Edge Data Collectors Overview

Control Hub uses StreamSets Data Collector Edge (SDC Edge) to execute edge pipelines. SDC Edge is a lightweight agent that runs pipelines on edge devices with limited resources.

You install Edge Data Collectors on edge devices and then register them to work with Control Hub. When you register an SDC Edge, you assign labels to the SDC Edge. The labels determine which jobs are run on that SDC Edge.

You use an authoring Data Collector to design edge pipelines. You can design edge pipelines in the Control Hub Pipeline Designer after selecting an available authoring Data Collector to use. Or, you can directly log into an authoring Data Collector to design edge pipelines.

Edge pipelines run in edge execution mode. Edge pipelines work in tandem with pipelines running in standalone execution mode on Data Collector. Edge pipelines are bidirectional - they can both send data to other pipelines and receive data from other pipelines. To use edge pipelines, you'll work with the following types of pipelines:
Edge sending pipeline
An edge sending pipeline runs on SDC Edge. It uses an origin specific to the edge device to read local data residing on the device. The pipeline can perform minimal processing on the data before sending the data to a Data Collector receiving pipeline.
Data Collector receiving pipeline
A Data Collector receiving pipeline runs on Data Collector. It reads data from the edge sending pipeline destination. Some systems require an intermediary message broker. The Data Collector receiving pipeline performs more complex processing on the data as needed, and then it writes the data to the final destinations.
Edge receiving pipeline
An edge receiving pipeline runs on SDC Edge. It listens for data sent by another pipeline running on Data Collector or on SDC Edge and then acts on that data to control the edge device.

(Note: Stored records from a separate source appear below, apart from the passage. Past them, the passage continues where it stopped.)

PR #69, opened 2021-08-17
Fix BWC for legacy detectors

ohltyler:
Signed-off-by: Tyler Ohlsen ohltyler@amazon.com

### Description

This PR fixes backward compatibility for realtime and historical detectors created on versions 1.0 or before.

The changes allow for the following use cases to occur:
1. User creates realtime detector on 1.0 => upgrades to 1.1 => renders as a detector running a realtime job, with no associated historical analysis
2. User creates historical detector on 1.0 => upgrades to 1.1 => renders as a detector with no realtime job, and a populated historical analysis

For 1.1, the backend detector data models & task data models have changed, but we maintain the same data models on the frontend. To handle this, the frontend needs to be able to properly parse data coming from either of the data models (either 1.1 or pre-1.1).

The solution consists of having separate logic for parsing 2 different kinds of detector data:
1. Static info (detector ID / name / description / timestamp, etc). This is data that has remained in the same format across the different data models. It does not dynamically change based on a user starting or stopping a realtime or historical task. This type of data can be pulled and parsed in similar ways as before.
2. Task-related & job-related info (curState / initProgress / taskId / taskProgress, etc.). Prior to 1.1, this data was pulled from different APIs (get detector API, profile API), and was parsed according to the formatted data that was returned. Because the returned format has changed, trying to parse this data from these responses can get extremely complex when considering all of the different scenarios, especially if Dashboards is communicating with a mixed cluster (e.g., old detector on old node, new detector on old node, old detector on new node, new detector on new node). To simplify where this data comes from, we can instead use the search task API to pull all of the latest realtime & historical tasks per detector. This decouples the implementation-specific formats with the task-and-job-related detector info.

One way that this search task strategy as described in point 2 fails, is when trying to fetch info for old realtime detectors. These types of detectors don't actually have any existing tasks. For consistency, the backend will perform a one-time backfilling task, which will create realtime tasks for any old realtime detector, once a node running on the new 1.1 version has joined a cluster. Before the backfilling is complete, however, the frontend has no way of knowing an old realtime detector's true state, without making excess API calls. To handle this, the frontend will estimate such detectors as `Running` or `Stopped`, based on any associated job set to `enabled` or not, respectively. If no job is found, the state is defaulted to `Stopped`.

Some of the other ways BWC is supported here includes:
- searching over the legacy `HISTORICAL` task type to fetch legacy historical tasks
- handling the possibility of multiple realtime tasks returned, and selecting the most recent one based on the `execution_start_time` (this case can possibly happen when performing the legacy realtime task backfilling)
- pulling `detection_date_range` from 2 different possible places, since the field was refactored in the 1.1 changes

Testing done:
- Created detectors on 1.0 => upgraded domain to 1.1-target-changes => make sure render properly. Specifically, the following scenarios were tested:
     - Realtime detector (never ran)
     - Realtime detector (running)
     - Realtime high-cardinality detector (never ran)
     - Realtime high-cardinality detector (running)
     - Historical detector (never ran)
     - Historical detector (ran)
     - Detector with no features
     - Sample detector
- After upgrading, each was tested by running an additional realtime job and historical analysis to make sure the stored tasks were updated to show the latest.
- New detectors were created on the new domain for all of the same detector types as listed above (except for the no-features-detector). Additional realtime jobs and historical analyses were ran for them as well, to make sure the stored tasks were updated to show the latest.
- Added UT for the helper fns added in `adHelpers`

### Check List


server/routes/utils/adHelpers.ts
```diff
@@ -436,3 +526,59 @@ export const getLatestDetectorTasksQuery = () => {
...
+          {
+            term: {
+              is_latest: 'true',
+            },
+          },
+          {
+            terms: {
+              task_type: [
+                'REALTIME_HC_DETECTOR',
+                'REALTIME_SINGLE_ENTITY',
```
ylwu-amzn, line 550: Plan to change `REALTIME_SINGLE_ENTITY` to `REALTIME_SINGLE_FLOW` to avoid confusion with HC entity.

server/routes/utils/adHelpers.ts
```diff
@@ -436,3 +526,59 @@ export const getLatestDetectorTasksQuery = () => {
...
+
+// Helper fn to get the latest realtime task for some detector.
+// It is possible that the backend returns multiple realtime tasks
+// set to 'is_latest=true' when backfilling legacy realtime detectors.
+export const getLatestRealtimeTask = (taskList: any[]) => {
+  const realtimeTaskList = taskList.filter((task: any) => isRealTimeTask(task));
+  let realtimeTask = get(realtimeTaskList, 0);
+  if (get(realtimeTaskList, 'length', 0) > 1) {
+    realtimeTask =
+      get(realtimeTaskList, '0.execution_start_time') >
```
ylwu-amzn, line 571: Can we just sort by `execution_start_time` and get the first realtime task?

server/routes/utils/adHelpers.ts
ohltyler: I know backend already uses 'single entity' in many places to describe these kinds of detectors. Can you explain the confusion?

server/routes/utils/adHelpers.ts
ohltyler: Since the detectors can return 3 possible tasks (1 historical, 2 realtime), it is possible that a historical task is lost if the 2 realtime tasks both have newer `execution_start_time`s. We could sort if we did separate queries for realtime and historical, but prefer to keep as one. Let me know what you think.

server/routes/utils/adHelpers.ts
ylwu-amzn: I remember Kaituo mentioned some word changes, can't recall the details. @kaituo do you have any concern about the single entity name ? If it's ok, I'm fine to keep `_SINGLE_ENTITY`

server/routes/utils/adHelpers.ts
ohltyler: Recently learned that during the backfilling process on backend, that multiple realtime tasks can be created during some edge cases as new nodes join the cluster (multiple nodes join at the same time and see that no realtime tasks exist for some detector, so both create them). And even more recently learned that it may not be just 2, but an arbitrary amount, if x number of nodes join the cluster and trigger this edge case.

Because of this, I'm thinking of changing to Yaliang's suggestion of having a separate query to fetch realtime tasks, sort by `execution_start_time`, and return the top 1. But not sure if the performance of making 2 search task API calls vs. 1 call is worth the performance hit, since it is just for handling this edge case.

server/routes/ad.ts
```diff
@@ -245,30 +249,54 @@ export default class AdService {
...
-        stateError: processTaskError(
-          get(response, 'realtime_detection_task.error', '')
-        ),
-        initProgress: getTaskInitProgress(response.realtime_detection_task),
+      // Populating static detector fields
+      const staticFields = {
+        id: detectorResponse._id,
+        primaryTerm: detectorResponse._primary_term,
+        seqNo: detectorResponse._seq_no,
+        ...convertStaticFieldsToCamelCase(detectorResponse.anomaly_detector),
```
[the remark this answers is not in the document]
ohltyler: Frontend converts to camelCase to follow standard javascript naming conventions.

public/pages/DetectorDetail/containers/DetectorDetail.tsx
```diff
@@ -226,6 +227,7 @@ export const DetectorDetail = (props: DetectorDetailProps) => {
   const handleStartAdJob = async (detectorId: string) => {
     try {
       await dispatch(startDetector(detectorId));
+      dispatch(getDetector(detectorId));
```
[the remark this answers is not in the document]
ohltyler: `await` is used to wait for the promise returned after calling `startDetector`, to make sure the detector was started correctly, so we can show the success toast. We don't care about waiting for the `getDetector` call here, and instead will just make the call, and update the page once the call returns at some later time.

The reason for adding this line here at all, is because after starting the detector, we need to re-fetch the latest RT and historical tasks to show the latest info.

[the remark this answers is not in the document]
kaituo: Could you add these to the comments?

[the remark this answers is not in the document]
ohltyler: Sure, will add.

server/routes/utils/adHelpers.ts
ylwu-amzn: I'm not sure about the how likely the edge case will happen, but it will happen if some new node starts first, then it start to backfill ,then other nodes join cluster, the AD version hash ring may change, so other node will backfill again. It will be safe to query separately for realtime and historical.

ohltyler: Got it. Will change to have separate queries.

ohltyler: @kaituo @ylwu-amzn changed to use separate queries in latest commit.

server/routes/utils/adHelpers.ts
```diff
@@ -532,9 +532,16 @@ export const isRealTimeTask = (task: any) => {
...
+export const getLatestTaskForDetectorQuery = (
+  detectorId: string,
+  realtime: boolean
+) => {
+  const taskTypes = realtime ? REALTIME_TASK_TYPES : HISTORICAL_TASK_TYPES;
   return {
-    size: 3,
+    size: 1,
+    sort: {
+      execution_start_time: SORT_DIRECTION.DESC,
```
kaituo, line 543: Could you add your explanation why there can be multiple real time tasks and we need to sort as comments? https://github.com/opensearch-project/anomaly-detection-dashboards-plugin/pull/69#discussion_r694227657

ohltyler: Sure, will add.

ohltyler: Added in this [commit](https://github.com/opensearch-project/anomaly-detection-dashboards-plugin/pull/69/commits/fa3b25eb3e9f8aca606fba02d191f9d5b609df28)

kaituo (approved):

ylwu-amzn (approved):
LGTM. Thanks for the change!

PR #78, opened 2021-08-30
Enable zooming in HC entity charts

### LINKED ISSUE #75: Support zooming on selected heatmap cell anomaly charts
Currently, we support zooming and daily/weekly/monthly aggregations for historical detectors, but only for single-entity detectors. For high-cardinality detectors, when a user selects a heatmap cell, the displayed chart doesn't support any zooming or aggregation functionality. Even at only 1 year of historical data, the charts can get difficult to read, where any sort of zooming capability would be helpful for the user (see screenshot below).

Suggest to support the same zooming (and maybe daily/weekly/monthly aggregations) for the displayed anomaly charts when the user selects a heatmap cell. This adds consistency across the detector types and easier readability for high-cardinality historical detectors.

Screen Shot 2021-08-25 at 9 13 49 PM

ohltyler:

### Description

This PR adds zooming capabilities to the anomaly chart when selecting a heatmap cell for high-cardinality detectors.

Changes include:
- `AnomaliesDetailChart`: Allowing zooming for high-cardinality detectors
- `FeatureBreakDown`: Setting the date range based on the passed-in date range (which is `zoomRange`) instead of the heatmap cell. This is so we can narrow the range if the user zooms, rather than leaving it at the heatmap cell's static range.
- `AnomalyHistory`: setting the `zoomRange` when a heatmap cell is selected or de-selected, to refresh any stored data in the components. This is needed since `FeatureBreakDown` now relies on the `zoomRange` to get the date range. 
- `AnomalyResultsTable`: Only populate with anomalies when applicable. The two applicable cases are (1) non high-cardinality detectors and (2) high-cardinality detectors when a heatmap cell is selected. This had to be changed due to the `zoomRange` allowing more results to be shown, so more filtering was needed.

Testing:
Confirmed the zooming works, and updates the corresponding table and feature breakdown accordingly.
Confirmed that selecting different heatmap cells or de-selecting heatmap cells will clear the zoom range.
Confirmed it works for historical and real-time.
Confirmed it doesn't break the components for non-high-cardinality detectors.

### Issues Resolved

#75

### Check List

### DIFF
--- a/public/pages/AnomalyCharts/containers/AnomalyDetailsChart.tsx
+++ b/public/pages/AnomalyCharts/containers/AnomalyDetailsChart.tsx
@@ -494,28 +494,24 @@ export const AnomalyDetailsChart = React.memo(
                     //TODO: research more why only set this old property will work.
                     showLegendDisplayValue={false}
                     legendPosition={Position.Right}
-                    onBrushEnd={
-                      props.isHCDetector
-                        ? undefined
-                        : (brushArea: XYBrushArea) => {
-                            const start = get(
-                              brushArea,
-                              'x.0',
-                              DEFAULT_DATE_PICKER_RANGE.start
-                            );
-                            const end = get(
-                              brushArea,
-                              'x.1',
-                              DEFAULT_DATE_PICKER_RANGE.start
-                            );
-                            !props.bucketizedAnomalies
-                              ? handleZoomRangeChange(start, end)
-                              : handleDateRangeChange(start, end);
-                            if (props.onDatePickerRangeChange) {
-                              props.onDatePickerRangeChange(start, end);
-                            }
-                          }
-                    }
+                    onBrushEnd={(brushArea: XYBrushArea) => {
+                      const start = get(
+                        brushArea,
+                        'x.0',
+                        DEFAULT_DATE_PICKER_RANGE.start
+                      );
+                      const end = get(
+                        brushArea,
+                        'x.1',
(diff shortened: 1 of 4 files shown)


public/pages/AnomalyCharts/containers/AnomalyDetailsChart.tsx
```diff
@@ -494,28 +494,24 @@ export const AnomalyDetailsChart = React.memo(
...
-                            );
-                            !props.bucketizedAnomalies
-                              ? handleZoomRangeChange(start, end)
-                              : handleDateRangeChange(start, end);
-                            if (props.onDatePickerRangeChange) {
-                              props.onDatePickerRangeChange(start, end);
-                            }
-                          }
-                    }
+                    onBrushEnd={(brushArea: XYBrushArea) => {
```
ylwu-amzn, line 497: For single-entity detector, the zooming will dynamically sample anomaly results and show. For example, if the date range is big and contains too many data points, we will sample 1000 anomaly results points and show them. For HC detector, is it the same logic?

ohltyler: Yes, we bucketize the results the same way as the single entity. It is abstracted such that the results are handled without context of single entity vs. multi entity, real-time vs. historical, etc.

ylwu-amzn (approved):

kaituo (approved):

PR #107, opened 2021-10-28
Support multi-category filtering of results

ohltyler:
### Description

This PR adds support for filtering results on a subset of categorical fields. For example, if a user has 2 categorical fields selected, they can now search for the top values of one field, ignoring the other. And, when selecting a value of one of these fields, a sorted list of the top values of the other field is displayed for viewing on the anomaly and feature charts. This is supported for both real-time and historical scenarios.

The primary changes in this PR include:
- Adding support for new multi-category filtering API (see [backend PR](https://github.com/opensearch-project/anomaly-detection/pull/261))
- Adding a combo box filter at the top of the charts to select some subset of categorical fields, rather than a hardcoded string that includes all of the fields.
- Adding a combo box filter when a heatmap cell is selected, to select multiple values to display on the charts.
- Adding support for multiple time series on the anomaly charts and feature charts.
- Moving anomaly filtering / sorting logic from the child components into the base container (`AnomalyHistory`), making them more stateless as components should be.
- Minor changes to the entity list format in the heatmap cell. Changed from `Entities: <entity-value-1>, <entity-value-2>` => `Entities: <entity-name-1>: <entity-value1>, <entity-name-2>: <entity-value-2>`. The main reason for this change is so the full entity information can be passed to the child components when needed - before, only the values were being passed.
- Fixing bucketized results - previous code had a bug where bucketized results weren't being retrieved properly. That has been fixed here, which also meant more logic needed to be added to handle zooming from bucketized results => non-bucketized results.
- Misc. other cleanup (fixed stale data occasionally showing up on feature and details charts, fixed sample anomaly zoom state bug, separated logic of sample vs. non-sample data in heatmap chart, added comments for existing vars or methods that weren't clear, renamed many vars and methods to make them more clear)

Testing:
- All UT pass
- All IT pass
- Confirmed it is consistent for real-time and historical
- Confirmed nothing breaks on non-high-cardinality & high-cardinality-single-category detector results
- Confirmed nothing breaks on sample anomalies via preview

Screenshots:

New combo box filter for categorical fields:
Screen Shot 2021-10-28 at 12 57 11 PM

New combo box filter for child categorical field values (when a heatmap cell is selected):
Screen Shot 2021-10-28 at 12 57 42 PM

Multi-time-series support, with consistent coloring for anomaly & feature results:
Screen Shot 2021-10-28 at 12 58 08 PM

### Check List

### DIFF
--- a/public/pages/AnomalyCharts/components/FeatureChart/FeatureChart.tsx
+++ b/public/pages/AnomalyCharts/components/FeatureChart/FeatureChart.tsx
@@ -83,6 +83,7 @@ interface FeatureChartProps {
   detectorEnabledTime?: number;
   rawFeatureData: FeatureAggregationData[][];
   entityData: EntityData[][];
+  isHCDetector?: boolean;
 }
 
 export const FeatureChart = (props: FeatureChartProps) => {
@@ -174,6 +175,8 @@ export const FeatureChart = (props: FeatureChartProps) => {
     props.dateRange
   ) as FeatureAggregationData[][];
 
+  const multipleTimeSeries = get(featureData, 'length', 0) > 1;
+
   return (
     <ContentPanel
       title={
@@ -200,7 +203,7 @@ export const FeatureChart = (props: FeatureChartProps) => {
           opacity: showLoader ? 0.2 : 1,
         }}
       >
-        <Chart>
+        <Chart key={`${featureData}`}>
           <Settings
             showLegend
             showLegendExtra={false}
@@ -258,9 +261,11 @@ export const FeatureChart = (props: FeatureChartProps) => {
           }
           {featureData.map(
             (featureTimeSeries: FeatureAggregationData[], index) => {
-              const multipleTimeSeries = get(props, 'entityData.length', 0) > 1;
-              const seriesKey = multipleTimeSeries
-                ? convertToEntityString(props.entityData[index], ', ')
+              const seriesKey = props.isHCDetector
+                ? `${props.featureDataSeriesName} (${convertToEntityString(
+                    props.entityData[index],
+                    ', '
+                  )})`
                 : props.featureDataSeriesName;
               return (
                 <LineSeries
--- a/public/pages/AnomalyCharts/components/FeatureChart/FeatureChart.tsx
+++ b/public/pages/AnomalyCharts/components/FeatureChart/FeatureChart.tsx
@@ -203,6 +203,11 @@ export const FeatureChart = (props: FeatureChartProps) => {
           opacity: showLoader ? 0.2 : 1,
         }}
       >
+        {/**
+         * Charts may show stale data even after feature data is changed.
+         * By setting the key prop here, the chart will re-mount whenever the
+         * feature data has changed.
+         */}
         <Chart key={`${featureData}`}>
           <Settings
             showLegend
--- a/public/pages/AnomalyCharts/components/FeatureChart/FeatureChart.tsx
+++ b/public/pages/AnomalyCharts/components/FeatureChart/FeatureChart.tsx
@@ -46,20 +46,28 @@ import {
   DateRange,
   FEATURE_TYPE,
   Schedule,
+  EntityData,
 } from '../../../../models/interfaces';
 import { darkModeEnabled } from '../../../../utils/opensearchDashboardsUtils';
 import {
   prepareDataForChart,
   getFeatureMissingDataAnnotations,
   filterWithDateRange,
+  flattenData,
+  convertToEntityString,
 } from '../../../utils/anomalyResultUtils';
 import { CodeModal } from '../../../DetectorConfig/components/CodeModal/CodeModal';
-import { CHART_FIELDS, FEATURE_CHART_THEME } from '../../utils/constants';
-import { isEmpty } from 'lodash';
+import {
+  CHART_FIELDS,
+  CHART_COLORS,
+  FEATURE_CHART_THEME,
+} from '../../utils/constants';
+import { get, isEmpty } from 'lodash';
+import { ENTITY_COLORS } from '../../../DetectorResults/utils/constants';
 
 interface FeatureChartProps {
   feature: FeatureAttributes;
-  featureData: FeatureAggregationData[];
+  featureData: FeatureAggregationData[][];
   annotations: any[];
   isLoading: boolean;
   dateRange: DateRange;
@@ -73,7 +81,8 @@ interface FeatureChartProps {
   detectorInterval: Schedule;
   showFeatureMissingDataPointAnnotation?: boolean;
   detectorEnabledTime?: number;
-  rawFeatureData: FeatureAggregationData[];
+  rawFeatureData: FeatureAggregationData[][];
+  entityData: EntityData[][];
 }
 
 export const FeatureChart = (props: FeatureChartProps) => {
@@ -128,8 +137,6 @@ export const FeatureChart = (props: FeatureChartProps) => {
     </EuiText>
   );
 
-  const featureData = prepareDataForChart(props.featureData, props.dateRange);
-
   // return undefined if featureMissingDataPointAnnotationStartDate is missing
   // OR it is even behind the specified date range
   const getFeatureMissingAnnotationDateRange = (
@@ -161,6 +168,12 @@ export const FeatureChart = (props: FeatureChartProps) => {
       'coordinates.x0'
     );
   };
+
+  const featureData = prepareDataForChart(
+    props.featureData,
+    props.dateRange
+  ) as FeatureAggregationData[][];
+
   return (
     <ContentPanel
       title={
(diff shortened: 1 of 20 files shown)


public/pages/AnomalyCharts/components/FeatureChart/FeatureChart.tsx
```diff
@@ -187,7 +203,12 @@ export const FeatureChart = (props: FeatureChartProps) => {
           opacity: showLoader ? 0.2 : 1,
         }}
       >
-        <Chart>
+        {/**
+         * Charts may show stale data even after feature data is changed.
```
ylwu-amzn, line 207: You mean even `props.featureData` changed the chart won't refresh itself? Looks like some bug of `Chart`?

public/pages/utils/anomalyResultUtils.ts
```diff
@@ -56,13 +60,14 @@ import {
...
   FeatureAttributes,
+  MonitorAlert,
 } from '../../models/interfaces';
 import { getDetectorLiveResults } from '../../redux/reducers/liveAnomalyResults';
 import {
   MAX_ANOMALIES,
   MISSING_FEATURE_DATA_SEVERITY,
 } from '../../utils/constants';
-import { HeatmapCell } from '../AnomalyCharts/containers/AnomalyHeatmapChart';
+//import { HeatmapCell } from '../AnomalyCharts/containers/AnomalyHeatmapChart';
```
ylwu-amzn, line 70: minor: remove this line

public/pages/utils/anomalyResultUtils.ts
```diff
@@ -231,72 +237,135 @@ export const prepareDataForLiveChart = (
...
-    confidence: null,
-    anomalyGrade: null,
+  return preparedData;
+};
+
+export const generateAnomalyAnnotations = (
+  anomalies: AnomalyData[][]
+): any[][] => {
+  let annotations = [] as any[];
+  anomalies.forEach((anomalies: AnomalyData[]) => {
```
ylwu-amzn, line 264: Looks confusing as we have two `anomalies` inside and outside of `forEach` . How about rename the `anomalies` inside `forEach` ?

public/pages/AnomalyCharts/utils/anomalyChartUtils.tsx
```diff
@@ -190,8 +203,8 @@ export const ANOMALY_HEATMAP_COLORSCALE = [
 ];
 
 export enum AnomalyHeatmapSortType {
-  SEVERITY = 'by_severity',
-  OCCURRENCES = 'by_occurrences',
+  SEVERITY = 'severity',
+  OCCURRENCES = 'occurrence',
```
amitgalitz, line 207: minor but should maybe change this from OCCURRENCES to OCCURRENCE?

public/pages/utils/anomalyResultUtils.ts
```diff
@@ -231,72 +237,135 @@ export const prepareDataForLiveChart = (
...
-    startTime: dateRange.endDate,
-    endTime: dateRange.endDate,
-    plotTime: dateRange.endDate,
-    confidence: null,
-    anomalyGrade: null,
+  return preparedData;
+};
+
+export const generateAnomalyAnnotations = (
+  anomalies: AnomalyData[][]
```
ylwu-amzn, line 261: How about add some comments about what each dimension means for this 2D array `AnomalyData`

public/pages/AnomalyCharts/components/FeatureChart/FeatureChart.tsx
ohltyler: Tried debugging for awhile, could either be a bug in EUI's `Chart` or because of the fact that `featureData` is an array, and there's some caveats where arrays as state variables won't trigger an update, if the values are simply changed (see https://stackoverflow.com/questions/56266575/why-is-usestate-not-triggering-re-render). I've tried some of the suggestions there with no luck, so I'm guessing some issue with `Chart`.

I was able to see the list get updated and log outputs that it is updated, but the chart remains the same. This fix just guarantees a re-render.

public/pages/utils/anomalyResultUtils.ts
ohltyler: Thanks, will remove

public/pages/utils/anomalyResultUtils.ts
ohltyler: Good catch, will rename.

public/pages/AnomalyCharts/utils/anomalyChartUtils.tsx
ohltyler: Fair point, I'll change.

public/pages/utils/anomalyResultUtils.ts
ohltyler: Sure, will add.

public/pages/AnomalyCharts/components/FeatureChart/FeatureChart.tsx
ylwu-amzn: Got it. If set the key as `featureData`, how will the rendered HTML look like? The id will be the the whole content of `featureData` ? I'm ok with this workaround, just curious if it will generate long id.

ohltyler: Interesting question - I checked and don't see it getting rendered in HTML at all. I believe that's because `key` is a react-specific prop for allowing user-controlled re-rendering, and isn't necessary to include in the produced HTML. `id` is an HTML-specific attribute, which would get rendered in HTML.

public/pages/AnomalyCharts/components/FeatureChart/FeatureChart.tsx
```diff
@@ -240,15 +261,35 @@ export const FeatureChart = (props: FeatureChartProps) => {
...
-            xAccessor={CHART_FIELDS.PLOT_TIME}
-            yAccessors={[CHART_FIELDS.DATA]}
-            data={featureData}
-          />
+          {
+            // Add each set of feature data as a separate time series
+          }
+          {featureData.map(
+            (featureTimeSeries: FeatureAggregationData[], index) => {
+              const seriesKey = props.isHCDetector
```
amitgalitz, line 269: Might be misunderstanding typescript 'types' but since `isHCDetector` is an optional, means `props.isHCDetector` is a 'falsy' value and lead to the case after `:`. Is this on purpose or could it lead to any issues.

public/pages/AnomalyCharts/components/FeatureChart/FeatureChart.tsx
```diff
@@ -217,8 +238,8 @@ export const FeatureChart = (props: FeatureChartProps) => {
                   domainType={AnnotationDomainTypes.XDomain}
                   dataValues={getFeatureMissingDataAnnotations(
```
amitgalitz, line 239: nit: Confused what the featureMissingDataAnnotations are (could just need an explanation offline).

public/pages/AnomalyCharts/containers/AnomalyDetailsChart.tsx
```diff
@@ -137,7 +136,9 @@ export const AnomalyDetailsChart = React.memo(
     const [zoomRange, setZoomRange] = useState<DateRange>({
       ...props.dateRange,
     });
-    const [zoomedAnomalies, setZoomedAnomalies] = useState<any[]>([]);
+    const [zoomedAnomalies, setZoomedAnomalies] = useState<AnomalyData[][]>(
+      props.anomalies
+    );
 
     const [aggregatedAnomalies, setAggregatedAnomalies] = useState<any[]>([]);
```
amitgalitz, line 143: nit: seems like this can be changed from `useState<any[]>` to `useState<anomalyData[]>`. Seems to only be set as that type, not sure if changing will cause further issues down the line when using the variable.

public/pages/AnomalyCharts/components/FeatureChart/FeatureChart.tsx
ohltyler: It's on purpose - if `isHCDetector` exists and is `true`, then the true condition runs; else the false condition runs.

public/pages/AnomalyCharts/components/FeatureChart/FeatureChart.tsx
ohltyler: It's annotations on the chart to show if a user has sparse / missing data on the feature chart, where feature results couldn't be generated due to no data (e.g., no data in 10-min period w/ an interval of 10 mins may lead to no features, therefore no anomaly results).

public/pages/AnomalyCharts/containers/AnomalyDetailsChart.tsx
ohltyler: I had changed it from `any[]` to `AnomalyData[][]`, it needs to be a 2D arr now. Not sure what you mean, any other concerns?

amitgalitz: My mistake I mean to highlight line 143 `const [aggregatedAnomalies, setAggregatedAnomalies] = useState<any[]>([]);` but also it's not something you seem to change this PR so probably unnecessary for now.

ohltyler: Good catch actually, added type safety, verified results filtering/aggregation working as expected.

public/pages/AnomalyCharts/components/FeatureChart/FeatureChart.tsx
ylwu-amzn: Got it, that should be ok

ylwu-amzn (approved):

amitgalitz (dismissed):

ylwu-amzn (approved):

PR #116, opened 2021-11-05
Fix e2e

amitgalitz:
Signed-off-by: Amit Galitzky amgalitz@amazon.com

### Description

Fixed E2E workflow so it doesn't break everytime since it used to run based of a docker image which we don't use anymore. Instead of using docker I run Opensearch with AD plugin using the 1.2.0 Snapshot. Currently I didn't distinguish two different versions like we used to have with and without security.

### Check List

### DIFF
--- a/.github/workflows/e2e-tests-workflow.yml
+++ b/.github/workflows/e2e-tests-workflow.yml
@@ -27,7 +27,7 @@ jobs:
           ref: 'main'
       - name: Run Opensearch with plugin
         run: |
-          cd anoamly-detection
+          cd anomaly-detection
             ./gradlew run -Dopensearch.version=${{ env.OPENSEARCH_VERSION }} &
             timeout 300 bash -c 'while [[ "$(curl -s -o /dev/null -w ''%{http_code}'' localhost:9200)" != "200" ]]; do sleep 5; done'
       - name: Checkout OpenSearch Dashboards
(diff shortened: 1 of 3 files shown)


.github/workflows/e2e-tests-workflow.yml
```diff
@@ -8,10 +8,7 @@ on:
...
 env:
   OPENSEARCH_DASHBOARDS_VERSION: '1.x'
-  AD_OPENSEARCH_DASHBOARDS_PLUGIN_NAME: anomaly-detection-dashboards
-  OPENSEARCH_DOCKER_IMAGE: opensearchstaging/opensearch
-  DASHBOARDS_DOCKER_IMAGE: opensearchstaging/opensearch-dashboards
-  DOCKER_TAG: 1.1.0
+  OPENSEARCH_VERSION: '1.2.0-SNAPSHOT'
 jobs:
   test-with-security:
     name: Run e2e tests with security
```
ohltyler, line 14: the regression here is now we're only testing with no security (this can be renamed). Part of the reason for using the docker images was that security was included. Is there a way to pull security dependencies from maven?

amitgalitz: Looking into it

ohltyler (dismissed):
Approving to unblock. We can fix security-enabled tests in CI after if necessary.

ylwu-amzn (approved):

For more information about designing edge pipelines including the supported stages, see Edge Pipelines.

After designing edge pipelines, you publish them to Control Hub. Within Control Hub, you add edge pipelines to jobs that run on an SDC Edge. You add the Data Collector receiving pipelines to jobs that run on an execution Data Collector.

For more details about how Control Hub and SDC Edge work together, see SDC Edge Communication.